Saturday, July 24, 2010

Two Poems And An Anecdote

 by Joseph Hargraves
 
First Orgasm
 
My first orgasm was spontaneous, intense. I was in first grade in a very strict Catholic school. The Nuns carried hand "clickers" to make the clicking sound to audibly warn us of their awareness. We were each given a box of small squares, each with a letter on them, and a board to spell out words with the squares. The Nun left the room. I accidentally knocked my box of letters on the floor. I was terrified, picking them up as quickly as I could. I was on the floor when the nuns clicker went off, she was right outside the door. I started cumming, and cumming and picking up the letters.
 
Then every day I would drop my box of letters when the Nun left the room. It worked for a long time- but due to practice I got too fast at picking up the letters. I had to know there was a chance I would get caught. Knowing I was not facing a beating I stopped with the letters.
 

 
Pretty Legs
She walked the Park,
eyes straight ahead-
dress: ripped burlap
and safety pins.
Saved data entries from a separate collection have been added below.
PR #1055, opened 2022-06-20
Switch to npm

### LINKED ISSUE #1050: Readme changes
- Node version needs to be 16.15.0, probably other versions (yarn, solc) need bumps as well.
- The delegate proxy link does not work.

There might be more, I'll add it as I find it.

chmanie:
`yarn` was great at a time when npm was lacking the speed, the consistency and the features it provided. These days are over now as npm has caught up. I propose to switch this project (back?) to npm and with that improve compatibility (node version usually determines npm version) and remove dependencies while at the same time create consistency with all other Colony projects.

I used https://github.com/imsnif/synp to convert the `yarn.lock` to a `package-lock.json`. The process is like so:

1) Freshly clone the repository with the newest `yarn.lock` file
2) Run `yarn --frozen-lockfile`
3) Remove any existing `package-lock.json`
4) Run `npx synp --source-file yarn.lock --with-workspace`
5) Run `npm install`
6) After that you should end up with a valid `package-lock.json`

We also move from Meta to Microsoft :grimacing: 

Changes for the run-scripts:

* To run executables from the `.bin` folder, in the `package.json` one does not need to use `yarn` or `yarn run`, so I removed those
* `yarn EXECUTABLE` in other places was replaced with `npx EXECUTABLE` (the npm canonical way to execute the `.bin` executables)
* `yarn (run) SCRIPT` in the `package.json` was replaced with `npm run SCRIPT`

It seems to be going through fine. We still have to test/adjust the following:

* Does the reputation miner still work?
* We need to adjust various docker images I assume, especially rebuild the reputation miner's
* We probably also need to adjust things on some production servers?

**Note:** as this PR is based on top of #1052 I suggest to merge that PR first and have the CircleCI checks run on this one

This PR closes #1050.


rdig:
Can we please be kept in the look as when this makes it's way into `develop` as it will affect the dapp's `provision` script

chmanie:
It works! All the tests are passing and I also tested the reputation miner locally.

chmanie:
Rebased and working again! I applied `npm audit fix` which should have resolved all the security issues

kronosapiens (approved):

kronosapiens:
@rdig heads up this has been merged to develop

PR #1061, opened 2022-06-24
Move checkReputation to ColonyExtension

kronosapiens:
Checking reputation proofs is generally useful functionality. Rather than have extensions re-implement, let's provide a common function.


kronosapiens:
@area after a long saga the builds are green again, I think this is clear to merge without too much trouble.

She
wore black boots
coated with glitter.
On the back calf of each leg
she had a tattoo of one
word of jail-house inked
letters: Fuck You.
Writer's Block
 
I put my dick into her cunt hoping
to trigger a poem I go up and
down thinking of metrics biting nipples
my heart's beating faster she's looking at
her cigarettes I'm not into it she's
pretending to come I'm thinking about
onomatopoeia I fuck her hard
I'm doing this for art she's my 20
dollar muse I pull it out and tell her
to suck it she's a compliant Venus
I'm thinking about AIDS her pussy stinks
she has track marks on her legs I can't come
she looks bored I get up pay and decide
to go home jerk-off and write a sonnet
 
Joseph Hargraves has been reading French poetry and writing a small essay on Shakespeare's first 20 Sonnets. His favorite philosopher is Ludwig Wittgenstein, so he has been catching up on reading him. But one of his biggest joys this week was taking 250 milligrams of Oxy-Contin and re-reading Proust's "On Ruskin and Others" (now more frequently referred to as "On Reading." It is brilliant, and explains his relationship to reading, and lack of relationship to the living.